Laziness isn’t why some people can’t hit the gym.

Reports show that embarrassment can be a barrier to joining physical activities. It is noted that overweight men and women dislike the idea of exerting themselves in front of leaner, more seasoned gym-goers for fear of being judged or ridiculed—a phenomena that is still very much alive, further proven by tasteless advertisements and memes.

Losing weight isn’t as simple as having willpower and self-discipline.

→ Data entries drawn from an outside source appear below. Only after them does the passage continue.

Issue #392, opened 2023-08-01
'm' keypress on timeline with media attachment pops up ImageMagick logo


draeath:
A picture is worth a thousand words, so here's what it looks like. I can't really tell if this is a problem with my environment (ImageMagick has *really stupid binary names*) or toot itself.

![what](https://github.com/ihabunek/toot/assets/987449/659154bb-3ea5-4d05-9860-e6b9a27beb70)

To replicate:

1. Launch `toot tui`
2. hit `g` and select "Global public timeline."
3. Scroll to any post that contains an media attachment URL
4. Press `m`

My brain skipped a few steps, for some reason I expected this to pop up the 'mute' that we see when we first press `a` to see the poster's account information.

I have absolutely no idea why IMageMagick is popping up, and this key is not documented in the TUI's help screen or in the status bar. Also note the error in the status bar:

> display: attempt to perform an operation not allowed by the security policy `HTTPS' @ error/constitute.c/IsCoderAuthorized/454.

----

Some environmental details:

- OpenSUSE tumbleweed (snapshot 20230730-0)
- toot v0.38.1 installed via pip, within a python 3.11 venv
- toot is running inside konsole via an X.org session

package ImageMagick-7.1.1.12-1.1.x86_64 installed, which provides these binaries in my path:
- /usr/bin/animate
- /usr/bin/compare
- /usr/bin/composite
- /usr/bin/conjure
- /usr/bin/convert
- /usr/bin/display
- /usr/bin/identify
- /usr/bin/import
- /usr/bin/magick
- /usr/bin/magick-script
- /usr/bin/mogrify
- /usr/bin/montage
- /usr/bin/stream

draeath:
Putting the viewer detection itself aside, this exception should probably be handled with a status line message instead of being unhandled.

draeath:
I suggest:

1. remove or deprioritize `display` from the list, since ImageMagick seems it doesn't understand what to do with a URL
2. add `gwenview` to cover KDE users, it fills the same niche as `eog` does for Gnome. If given a URL as an argument, it does the correct thing and displays the image correctly. (tested with gwenview 23.04.3)

draeath:
Looks like `display` is at the end of the list.

Submitted PR #393 to add gwenview between it and `eog`

PR #393, opened 2023-08-01
add gwenview image viewer for TUI

draeath:
add `gwenview` as noted in #392


ihabunek:
Thanks! The latest release lets you configure the media viewer via settings. See https://toot.bezdomni.net/settings.html#tui-view-images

Not to discredit Nike, but sometimes, you can’t “Just do it.” Some people fight tooth and nail to get in better shape yet still end up struggling. A prime example would be The Biggest Loser, a reality show that enforces the false bias that getting thin just means working hard and really, really wanting it. Sure, it’s true to an extent. But while most contestants did conclude with happy endings and major results, a New York Times article revealed that the chapter didn’t end there. Apparently, former participants of the show ended up with an even slower metabolism and gaining back much of their weight—a biological reality for people fighting obesity.

Fat shaming can cause depression.

It’s not that overweight people are deaf and blind to the importance of a healthy lifestyle. But to slap it to their faces as a form of rude awakening is insensitive. An investigation affirms that kids who grew up with weight problems are four times as likely to develop depression as adults, in response to a drastic toll on their self-esteem. Twitter user @perksofjustine shared her personal experience of being bullied—a memory that has imprinted itself on her mind and confidence.

That said, there is a way to walk the fine line between healthy weight advice and fat shaming. Body acceptance doesn’t have to glorify obesity and shame fitness either. Start by being mindful of your language that may not sound like a big deal to you but can cause pain for some. Encourage, don’t demoralize. Hopefully, by uplifting people, it helps them find the confidence to do what’s best for their bodies. Research, research, research.

“Hopefully, by uplifting people, it helps them find the confidence to do what’s best for their bodies.”

And to those battling self-esteem problems, know that losing weight isn’t a requirement to being “beautiful.” However, acknowledge your obligation to take care of your body. Get proper assistance if needed. And if you do decide to get fit, do it because you love yourself, and not because some jerk on the internet told you so.